The panelists addressed questions on the cost of deregulation to the PT profession, and whether the APTA and state governing bodies also do enough to influence how regulations are written and applied-and if they should be involved at all.

"The problem is there are too many regulations," Dr. Benz opined. "The pendulum should begin to swing the other way. Only nuclear power control seems to have more than our profession." Dr. Benz said another problem is that bureaucrats to make the rules are "far removed from the therapists and their patients. Autonomy in PT should unshackle practitioners from added rules."

But Dr. Levine said an overabundance of too ambitious regulations "is a myth, a misperception. We can't have things both ways. What we are paid to do is based on one-to-one care of therapist to patient. We can't be paid as if we are doing the service and also are able to use care extenders for example." Through physician-fee regulations and coding on one-to-one care and incident-to examples, others end up determining how PTs get paid, he admitted. "It's like auto insurance. But we can still define how we want to practice; APTA has a position that only PTs and PTAs can provide services."

But regulations end up limiting the profession, Dr. Benz countered. "Physicians don't limit themselves (in payment) in this respect, but PT does," thanks in essence to over-regulation.

Both panelists agreed that the profession needs to better police itself in order to mitigate some rules and that most clinicians try to do the right thing regardless of how they are governed by regs. They also concurred that in some ways, the cost to the profession of not having at least some payment/fraud regulations would be much higher than the costs of implementing regulations and teaching therapists to follow them.

The "Current Controversies: Rothstein Debate" was established annually in memory of Jules Rothstein, PT, PhD, FAPTA, Editor-in-Chief Emeritus of the Journal of Physical Therapy.

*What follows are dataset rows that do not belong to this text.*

PR #1122, opened 2021-05-18
Saleor 3391 tests for staff members

karola312:
I want to merge this change because I created tests for staff users

### Pull Request Checklist

### Test environment config


patrys:
Task linked: [SALEOR-3391 Create tests for staff members](https://app.clickup.com/t/2549495/SALEOR-3391)

eCzerniak (approved):

cypress/utils/users.js
```diff
@@ -0,0 +1,40 @@
...
+      firstName,
+      lastName,
+      email,
+      isActive,
+      permissionId: permissions[0].node.id
+    });
+  });
+}
+
+export function getMailActivationLinkForUser(email, i = 0) {
```
jwm0, line 21: This function is very cryptic, why is it recursive? If it's supposed to check few times before failing there should be some timeout, otherwise it's synchronously calling `cy.mhGetMailsByRecipient` few times immediately.

karola312: There is timeout. cy.mhGetMailsByRecipient(email).should - should by default has timeout

mmarkusik: I agree with @jwm0, but if this function needs to be recursive, then can we add a comment to explain this is purposeful?

karola312: Comment like this will be transparent? "Function mhGetMailsByRecipient first get all emails from mailhog with a timout, and after that it finds email from recipient. It cloud happened that invite email from saleor will not be recived yet, so in this case I want to take again all of the emails and check if there is an email to the correct recipient"

mmarkusik (approved):

jwm0 (approved):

The issue isn't the amount of regulation, its the quality of the regulation and is it meeting its intended purpose?  

When I cannot charge a manual therapy and a therapeutic activity in the same session and no one can give me a good reason  why and gosh darn it, some people need a manual procedure and then need to do some type of activity to restore their function after....this is where regulation breaks down and misses its intended target.

When a comma leads to controversy over who gets which share of the intervention...this is where regulation breaks down and misses its intended target.

When I have to sit there with my patient one on one while they spend ten minutes on the bike because I cannot "double" my patients without severe reduction in payment...this is where regulation breaks down and misses its intended target.  I should be paid for my expertise and outcomes and not by how closely I watch someone exercise.